● **INSTRUCTIONS TO FOLLOW**
Your answer must be every line of the data that contains "Messaging".

● **RECORDS SHOWN**

PR #379, opened 2016-03-18
Reduced timeout for PM put_request cache in test.

Fraser999:
This change is [Reviewable](https://reviewable.io/reviews/maidsafe/safe_vault/379)


maidsafe-highfive:
r? @maqi

dirvine:
Why does this timeout exist? Are we not guaranteed a response otherwise something else is wrong?

Fraser999:
No, this is the timeout which was agreed to in the PMs for Put requests.  We need it in case the PN doesn't respond to a Put.  It's also used to clear entries out of the `ongoing_puts` map which won't resolve since we've been pushed out of the close group for that PN due to churn.

maqi:
Reviewed 1 of 1 files at r1.

---



*Comments from the [review on Reviewable.io](https://reviewable.io:443/reviews/maidsafe/safe_vault/379)*

PR #386, opened 2016-03-25
CI tests: Use mock crust as feature

brian-js:
Enable running tests with use-mock-crust feature on.

+@dirvine +@Fraser999


maidsafe-highfive:
r? @maqi

PR #387, opened 2016-03-25
config_file for vault

maqi:
put in new files config_handler.rs and sample.config for testing purpost, but also minor impacts on other files.

This allows vault to be personalized using a config file.
So far, it is just account_size in the ClientManager enabled.

---
This change is [Reviewable](https://reviewable.io/reviews/maidsafe/safe_vault/387) &emsp; Multiple assignees:&emsp;@Fraser999&nbsp;<a href="/maidsafe/safe_vault/pulls/assigned/Fraser999">Fraser999</a>,&emsp;@brian-js&nbsp;<a href="/maidsafe/safe_vault/pulls/assigned/brian-js">brian-js</a>,&emsp;@dirvine&nbsp;<a href="/maidsafe/safe_vault/pulls/assigned/dirvine">dirvine</a>


maidsafe-highfive:
r? @Fraser999

maqi:
+@dirvine  +@brian-js  +@fraser999 

---







*Comments from the [review on Reviewable.io](https://reviewable.io:443/reviews/maidsafe/safe_vault/387#-:-KDhvXuCHw4JB6rO9Pob:-2113424343)*

dirvine:
Review status: 0 of 6 files reviewed at latest revision, 1 unresolved discussion.

---

*[installer/sample.config, line 4 \[r1\]](https://reviewable.io:443/reviews/maidsafe/safe_vault/387#-KDhxAraG6T7ruRBAQaD:-KDhxArbDRWcEbeeD0gF:1486392089) ([raw file](https://github.com/maidsafe/safe_vault/blob/7795e6b6f848a27cce24faa8d39829db4c72ef80/installer/sample.config#L4)):*
Can you please describe what entries limit is and also chunk_store_limit. The more we have here the harder it is to use. 

---


*Comments from the [review on Reviewable.io](https://reviewable.io:443/reviews/maidsafe/safe_vault/387)*

maqi:
Review status: 0 of 6 files reviewed at latest revision, 1 unresolved discussion.

---

*[installer/sample.config, line 4 \[r1\]](https://reviewable.io:443/reviews/maidsafe/safe_vault/387#-KDhxAraG6T7ruRBAQaD:-KDhxoi3PY8Zg4UY-nhK:-161399410) ([raw file](https://github.com/maidsafe/safe_vault/blob/7795e6b6f848a27cce24faa8d39829db4c72ef80/installer/sample.config#L4)):*
there is task `Test filling the testnet with chunks and seeing Clients are properly denied write-access`, which will need such limit to be available.
i am ok to remove them now, and leave them to be added in the later on tasks.

---


*Comments from the [review on Reviewable.io](https://reviewable.io:443/reviews/maidsafe/safe_vault/387)*

Fraser999:
Review status: 0 of 6 files reviewed at latest revision, 6 unresolved discussions.

---

*[src/config_handler.rs, line 22 \[r1\]](https://reviewable.io:443/reviews/maidsafe/safe_vault/387#-KDhzNIyPClNt1VhjFMm:-KDhzNIyPClNt1VhjFMn:-1841325670) ([raw file](https://github.com/maidsafe/safe_vault/blob/7795e6b6f848a27cce24faa8d39829db4c72ef80/src/config_handler.rs#L22)):*
Why do we need `PartialEq`, `Eq` and `Clone`?

---

*[src/config_handler.rs, line 24 \[r1\]](https://reviewable.io:443/reviews/maidsafe/safe_vault/387#-KDhzek1yhPCUUMH-kuv:-KDhzek1yhPCUUMH-kuw:1264580723) ([raw file](https://github.com/maidsafe/safe_vault/blob/7795e6b6f848a27cce24faa8d39829db4c72ef80/src/config_handler.rs#L24)):*
This should be removed

---

*[src/config_handler.rs, line 26 \[r1\]](https://reviewable.io:443/reviews/maidsafe/safe_vault/387#-KDhzhWQsbGEIeRuX_Rl:-KDhzhWQsbGEIeRuX_Rm:1264580723) ([raw file](https://github.com/maidsafe/safe_vault/blob/7795e6b6f848a27cce24faa8d39829db4c72ef80/src/config_handler.rs#L26)):*
This should be removed

---

*[src/config_handler.rs, line 27 \[r1\]](https://reviewable.io:443/reviews/maidsafe/safe_vault/387#-KDhzm2dlwHrQDzyvzIM:-KDhzm2dlwHrQDzyvzIN:-1465475506) ([raw file](https://github.com/maidsafe/safe_vault/blob/7795e6b6f848a27cce24faa8d39829db4c72ef80/src/config_handler.rs#L27)):*
This might be better called `max_disk_space` or something like that - more understandable by user with no knowledge of Vault internals.

---

*[src/config_handler.rs, line 49 \[r1\]](https://reviewable.io:443/reviews/maidsafe/safe_vault/387#-KDi-Bnp9pgJusk3wjwP:-KDi-BnqOjjlYjC1UXiQ:2053427840) ([raw file](https://github.com/maidsafe/safe_vault/blob/7795e6b6f848a27cce24faa8d39829db4c72ef80/src/config_handler.rs#L49)):*
If this is for use by tests only, shouldn't it be in a `#[cfg(test)]` block?

---


*Comments from the [review on Reviewable.io](https://reviewable.io:443/reviews/maidsafe/safe_vault/387)*

Fraser999:
Review status: 0 of 6 files reviewed at latest revision, 7 unresolved discussions.

---

*[src/main.rs, line 125 \[r1\]](https://reviewable.io:443/reviews/maidsafe/safe_vault/387#-KDi-akRlMvrPoUYZq8B:-KDi-akRlMvrPoUYZq8C:869933238) ([raw file](https://github.com/maidsafe/safe_vault/blob/7795e6b6f848a27cce24faa8d39829db4c72ef80/src/main.rs#L125)):*
I feel it would be better to limit the scope of the config file handling to just vault.rs.  So leave `Vault::run()` as taking no params and handle inside there.  That way, I think we can limit "knowledge" of the config file to just that single source file.  We parse it in there, and have the c'tors of SDM and PN take a `u64` specifying their chunkstore limits.

---


*Comments from the [review on Reviewable.io](https://reviewable.io:443/reviews/maidsafe/safe_vault/387)*

Fraser999:
Review status: 0 of 6 files reviewed at latest revision, 7 unresolved discussions.

---

*[installer/sample.config, line 4 \[r1\]](https://reviewable.io:443/reviews/maidsafe/safe_vault/387#-KDhxAraG6T7ruRBAQaD:-KDi0NFzm-LdVWVhCycC:390623148) ([raw file](https://github.com/maidsafe/safe_vault/blob/7795e6b6f848a27cce24faa8d39829db4c72ef80/installer/sample.config#L4)):*
We should be able to achieve that using only the chunkstore limit though shouldn't we?

---


*Comments from the [review on Reviewable.io](https://reviewable.io:443/reviews/maidsafe/safe_vault/387)*

dirvine:
Review status: 0 of 6 files reviewed at latest revision, 7 unresolved discussions.

---

*[installer/sample.config, line 4 \[r1\]](https://reviewable.io:443/reviews/maidsafe/safe_vault/387#-KDhxAraG6T7ruRBAQaD:-KDi28qt4lDLwkkv1Kh-:-806087159) ([raw file](https://github.com/maidsafe/safe_vault/blob/7795e6b6f848a27cce24faa8d39829db4c72ef80/installer/sample.config#L4)):*
I would leave on the the wallet and chunkstore limit, but call chunkstore limit - `vault max capacity` We can comment this is in Mb (max).

---


*Comments from the [review on Reviewable.io](https://reviewable.io:443/reviews/maidsafe/safe_vault/387)*

dirvine:
Review status: 0 of 6 files reviewed at latest revision, 8 unresolved discussions.

---

*[src/error.rs, line 43 \[r1\]](https://reviewable.io:443/reviews/maidsafe/safe_vault/387#-KDi2kGGm04t_6D0EkEx:-KDi2kGHYvba_bJseXdv:1386680489) ([raw file](https://github.com/maidsafe/safe_vault/blob/7795e6b6f848a27cce24faa8d39829db4c72ef80/src/error.rs#L43)):*
As we are OK with `quick_error` crate this can be simplified now. 

---


*Comments from the [review on Reviewable.io](https://reviewable.io:443/reviews/maidsafe/safe_vault/387)*

maqi:
*[src/error.rs, line 43 \[r1\]](https://reviewable.io:443/reviews/maidsafe/safe_vault/387#-KDi2kGGm04t_6D0EkEx:-KDi7lYbh9kKVQP32HOe:1900836624) ([raw file](https://github.com/maidsafe/safe_vault/blob/7795e6b6f848a27cce24faa8d39829db4c72ef80/src/error.rs#L43)):*
prefer leaving it as a separate PR

---


*Comments from the [review on Reviewable.io](https://reviewable.io:443/reviews/maidsafe/safe_vault/387)*

Fraser999:
Review status: 0 of 6 files reviewed at latest revision, 8 unresolved discussions.

---

*[installer/sample.config, line 4 \[r1\]](https://reviewable.io:443/reviews/maidsafe/safe_vault/387#-KDhxAraG6T7ruRBAQaD:-KDi82mNxACfqyJiM7b8:-1247777611) ([raw file](https://github.com/maidsafe/safe_vault/blob/7795e6b6f848a27cce24faa8d39829db4c72ef80/installer/sample.config#L4)):*
I'd suggested `max_disk_space` to be even more explicit to users.  We can't comment in JSON files afaik, but the file itself will be called `safe_vault.config` I think, so there's maybe no need for `vault_` in the variable name too?  I suppose eventually users won't be expected to modify this by hand, so these vars will be hidden from them anyway.

---


*Comments from the [review on Reviewable.io](https://reviewable.io:443/reviews/maidsafe/safe_vault/387)*

maqi:
*[installer/sample.config, line 4 \[r1\]](https://reviewable.io:443/reviews/maidsafe/safe_vault/387#-KDhxAraG6T7ruRBAQaD:-KDi93Toy5HwLnWhGKV_:1602035369) ([raw file](https://github.com/maidsafe/safe_vault/blob/7795e6b6f848a27cce24faa8d39829db4c72ef80/installer/sample.config#L4)):*
changed to max_capacity

---


*Comments from the [review on Reviewable.io](https://reviewable.io:443/reviews/maidsafe/safe_vault/387)*

dirvine:
Review status: 0 of 9 files reviewed at latest revision, 7 unresolved discussions.

---

*[installer/sample.config, line 4 \[r1\]](https://reviewable.io:443/reviews/maidsafe/safe_vault/387#-KDhxAraG6T7ruRBAQaD:-KDi9kbx0kvVCCf5ZsU5:561370578) ([raw file](https://github.com/maidsafe/safe_vault/blob/7795e6b6f848a27cce24faa8d39829db4c72ef80/installer/sample.config#L4)):*
Good, yes we cannot (easily) comment in json files, so we will need to make a separate user available doc for this. Perhaps in vault main with `-- help` or similar? This is for another PR though, just to keep in mind. 

---


*Comments from the [review on Reviewable.io](https://reviewable.io:443/reviews/maidsafe/safe_vault/387)*

Fraser999:
Review status: 0 of 9 files reviewed at latest revision, 10 unresolved discussions.

---

*[src/config_handler.rs, line 51 \[r1\]](https://reviewable.io:443/reviews/maidsafe/safe_vault/387#-KDiDZmE1iaHeWss4nl0:-KDiDZmE1iaHeWss4nl1:-964422382) ([raw file](https://github.com/maidsafe/safe_vault/blob/7795e6b6f848a27cce24faa8d39829db4c72ef80/src/config_handler.rs#L51)):*
That URL won't work.  You'll need to specify http://maidsafe.net/config_file_handler/master/config_file_handler/fn.current_bin_dir.html or remove the link.

---

*[src/config_handler.rs, line 55 \[r1\]](https://reviewable.io:443/reviews/maidsafe/safe_vault/387#-KDiDzT41gAySW3WR5X8:-KDiDzT5XcO4Zys22hxJ:1190222170) ([raw file](https://github.com/maidsafe/safe_vault/blob/7795e6b6f848a27cce24faa8d39829db4c72ef80/src/config_handler.rs#L55)):*
Should maybe rephrase "installer for the dependent application" to "Vault's installer"

---

*[src/config_handler.rs, line 58 \[r1\]](https://reviewable.io:443/reviews/maidsafe/safe_vault/387#-KDiECy7IQX7tr1ydh0p:-KDiECy8W-YX1PYYlCdM:924054283) ([raw file](https://github.com/maidsafe/safe_vault/blob/7795e6b6f848a27cce24faa8d39829db4c72ef80/src/config_handler.rs#L58)):*
We have a few places using fully-qualified names.

---

*[src/default_chunk_store.rs, line 27 \[r2\]](https://reviewable.io:443/reviews/maidsafe/safe_vault/387#-KDiCQKwskNHW1Ljh_iY:-KDiCQKxg_T6QWs6rr96:1525436326) ([raw file](https://github.com/maidsafe/safe_vault/blob/4bc6ec0991f95ff8c44930f490191c8fc5239dc0/src/default_chunk_store.rs#L27)):*
Have you used tabs here rather than spaces?

---


*Comments from the [review on Reviewable.io](https://reviewable.io:443/reviews/maidsafe/safe_vault/387)*

Fraser999:
Review status: 0 of 9 files reviewed at latest revision, 11 unresolved discussions.

---

*[src/vault.rs, line 80 \[r2\]](https://reviewable.io:443/reviews/maidsafe/safe_vault/387#-KDiF6nleLBq_uAKhqma:-KDiF6nleLBq_uAKhqmb:2068686583) ([raw file](https://github.com/maidsafe/safe_vault/blob/4bc6ec0991f95ff8c44930f490191c8fc5239dc0/src/vault.rs#L80)):*
Shouldn't the total allocated == `config.max_capacity`?  This way, we're allowing up to 3x `config.max_capacity`.

---


*Comments from the [review on Reviewable.io](https://reviewable.io:443/reviews/maidsafe/safe_vault/387)*

maqi:
*[src/vault.rs, line 80 \[r2\]](https://reviewable.io:443/reviews/maidsafe/safe_vault/387#-KDiF6nleLBq_uAKhqma:-KDiIheMGFDK_ZvnJ8Lh:-1163432747) ([raw file](https://github.com/maidsafe/safe_vault/blob/4bc6ec0991f95ff8c44930f490191c8fc5239dc0/src/vault.rs#L80)):*
i remember there was a discussion on this long time ago. it will be hard to predict the pattern of usage (how much to be used for each persona). So it was agreed previously that we just put a max cap and leave chunk_store to figure out whether to extremely using upto the cap or be gracefully to sharing with other.
This also applies to the situation when there is multiple vaults running on the same machine.

---


*Comments from the [review on Reviewable.io](https://reviewable.io:443/reviews/maidsafe/safe_vault/387)*

Fraser999:
Review status: 0 of 9 files reviewed at latest revision, 11 unresolved discussions.

---

*[src/vault.rs, line 80 \[r2\]](https://reviewable.io:443/reviews/maidsafe/safe_vault/387#-KDiF6nleLBq_uAKhqma:-KDiLqedwONW22lWMsAX:-1129441829) ([raw file](https://github.com/maidsafe/safe_vault/blob/4bc6ec0991f95ff8c44930f490191c8fc5239dc0/src/vault.rs#L80)):*
Yes, but the chunkstore doesn't do that now.  I think we should just hard code a split for now.  Perhaps take this discussion to Vault Slack channel?

---


*Comments from the [review on Reviewable.io](https://reviewable.io:443/reviews/maidsafe/safe_vault/387)*

Fraser999:
Review status: 0 of 9 files reviewed at latest revision, 12 unresolved discussions.

---

*[src/config_handler.rs, line 1 \[r2\]](https://reviewable.io:443/reviews/maidsafe/safe_vault/387#-KDiXNHKlwlASQp5pnHn:-KDiXNHKlwlASQp5pnHo:414314622) ([raw file](https://github.com/maidsafe/safe_vault/blob/4bc6ec0991f95ff8c44930f490191c8fc5239dc0/src/config_handler.rs#L1)):*
This should be 2016.

---


*Comments from the [review on Reviewable.io](https://reviewable.io:443/reviews/maidsafe/safe_vault/387)*

dirvine:
Reviewed 1 of 9 files at r2.
Review status: 0 of 9 files reviewed at latest revision, 12 unresolved discussions.

---

*[src/vault.rs, line 78 \[r4\]](https://reviewable.io:443/reviews/maidsafe/safe_vault/387#-KDjUjGVLwkKZD_Omd1F:-KDjUjGWAVSZYuA8qgUM:-1723967279) ([raw file](https://github.com/maidsafe/safe_vault/blob/b26ee786b7c4c802239b1c036c41664c54fd1e21/src/vault.rs#L78)):*
I am not sure of this. Can we estimate capacity better. Seems data manager will be a huge % of total. This will reduce it a lot. 

---


*Comments from the [review on Reviewable.io](https://reviewable.io:443/reviews/maidsafe/safe_vault/387)*

maqi:
*[src/vault.rs, line 78 \[r4\]](https://reviewable.io:443/reviews/maidsafe/safe_vault/387#-KDjUjGVLwkKZD_Omd1F:-KDjm-BUEoGVCm3KZU4y:-1419862691) ([raw file](https://github.com/maidsafe/safe_vault/blob/b26ee786b7c4c802239b1c036c41664c54fd1e21/src/vault.rs#L78)):*
then shall we have a separate config parameter for each persona?
or any calculation you have in mind?
say : 
max_idm_space = max_capacity/2
max_sdm_space = max_capacity/3
max_mpid_space = max_capacity/6  (it has two chunk_store inside, each will have max_capacity/12)

---


*Comments from the [review on Reviewable.io](https://reviewable.io:443/reviews/maidsafe/safe_vault/387)*

dirvine:
Review status: 0 of 9 files reviewed at latest revision, 12 unresolved discussions.

---

*[src/vault.rs, line 78 \[r4\]](https://reviewable.io:443/reviews/maidsafe/safe_vault/387#-KDjUjGVLwkKZD_Omd1F:-KDmvEmaJRzOhM1zvyWB:1230797429) ([raw file](https://github.com/maidsafe/safe_vault/blob/b26ee786b7c4c802239b1c036c41664c54fd1e21/src/vault.rs#L78)):*
I think we are only going to aske the user for one parameter. So we need to intelligently work this out. For now we could just take 
5% == DM
5% == MM
5% == PM
15% = Messaging 
70% == PN

Then work these out properly where these can steal from each other up to the total. So for now a breakdown like this, measure and then set a runtime ability to balance this out. Maybe an overall figure that is updated as we go along (a ChunkStore object may require to be shared across persona's). 

---


*Comments from the [review on Reviewable.io](https://reviewable.io:443/reviews/maidsafe/safe_vault/387)*

maqi:
*[src/vault.rs, line 78 \[r4\]](https://reviewable.io:443/reviews/maidsafe/safe_vault/387#-KDjUjGVLwkKZD_Omd1F:-KDsG8DLNmbjsyoJBzgd:1799064022) ([raw file](https://github.com/maidsafe/safe_vault/blob/b26ee786b7c4c802239b1c036c41664c54fd1e21/src/vault.rs#L78)):*
currently, IDM,MM,PM doesn't use churn_store, but SDM uses. so maybe a breakdown shall be set as : 
10% = Messaging (split equally for two internal chunk_store)
30% == SDM
60% == PN

---


*Comments from the [review on Reviewable.io](https://reviewable.io:443/reviews/maidsafe/safe_vault/387)*

dirvine:
Review status: 0 of 9 files reviewed at latest revision, 12 unresolved discussions.

---

*[src/vault.rs, line 78 \[r4\]](https://reviewable.io:443/reviews/maidsafe/safe_vault/387#-KDjUjGVLwkKZD_Omd1F:-KDsHMFJrYmb86dJWDM-:290748733) ([raw file](https://github.com/maidsafe/safe_vault/blob/b26ee786b7c4c802239b1c036c41664c54fd1e21/src/vault.rs#L78)):*
As a start during test then this will work. If we can log sizes to check the stats here. Later we will share a single chunk store object I think. 

---


*Comments from the [review on Reviewable.io](https://reviewable.io:443/reviews/maidsafe/safe_vault/387)*

dirvine:
Reviewed 1 of 6 files at r1, 3 of 9 files at r2, 1 of 2 files at r3, 2 of 3 files at r4, 2 of 2 files at r5.

---



*Comments from the [review on Reviewable.io](https://reviewable.io:443/reviews/maidsafe/safe_vault/387)*

Fraser999:
Review status: all files reviewed at latest revision, 2 unresolved discussions, all commit checks successful.

---

*[src/vault.rs, line 73 \[r6\]](https://reviewable.io:443/reviews/maidsafe/safe_vault/387#-KDxoAuaisSzZxcrjyJU:-KDxoAuaisSzZxcrjyJV:354049935) ([raw file](https://github.com/maidsafe/safe_vault/blob/e82514507ebd97c6a863404370b87f4c2c1e6442/src/vault.rs#L73)):*
This could just be `let config = try!(config_handler::read_config_file());`

---

*[src/vault.rs, line 77 \[r6\]](https://reviewable.io:443/reviews/maidsafe/safe_vault/387#-KDxoGRbOR3iVt0lZIgx:-KDxoGRchiZMuMBvksx8:1649033461) ([raw file](https://github.com/maidsafe/safe_vault/blob/e82514507ebd97c6a863404370b87f4c2c1e6442/src/vault.rs#L77)):*
I think a better approach would be to define the default value for the max capacity in config_handler.rs.  Then the same ratios for chunkstore allocations could be done.  With the approach here, each chunkstore gets the same space if the config file doesn't specify a size.

There are serialisation/parsing/duplication issues with handling the default size in config_handler.rs, so an alternative would be to just handle this here in vault.rs, like:

```rust
let max_capacity = config.max_capacity.unwrap_or(DEFAULT_MAX_CAPACITY);
let pn_capacity = 3 * max_capacity / 5;
let sdm_capacity = 3 * max_capacity / 10;
let mpid_capacity = max_capacity / 10;
```

where `DEFAULT_MAX_CAPACITY` is `1_073_741_824`.

---


*Comments from the [review on Reviewable.io](https://reviewable.io:443/reviews/maidsafe/safe_vault/387)*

● **WRITTEN REPLY**
15% = Messaging 
10% = Messaging (split equally for two internal chunk_store)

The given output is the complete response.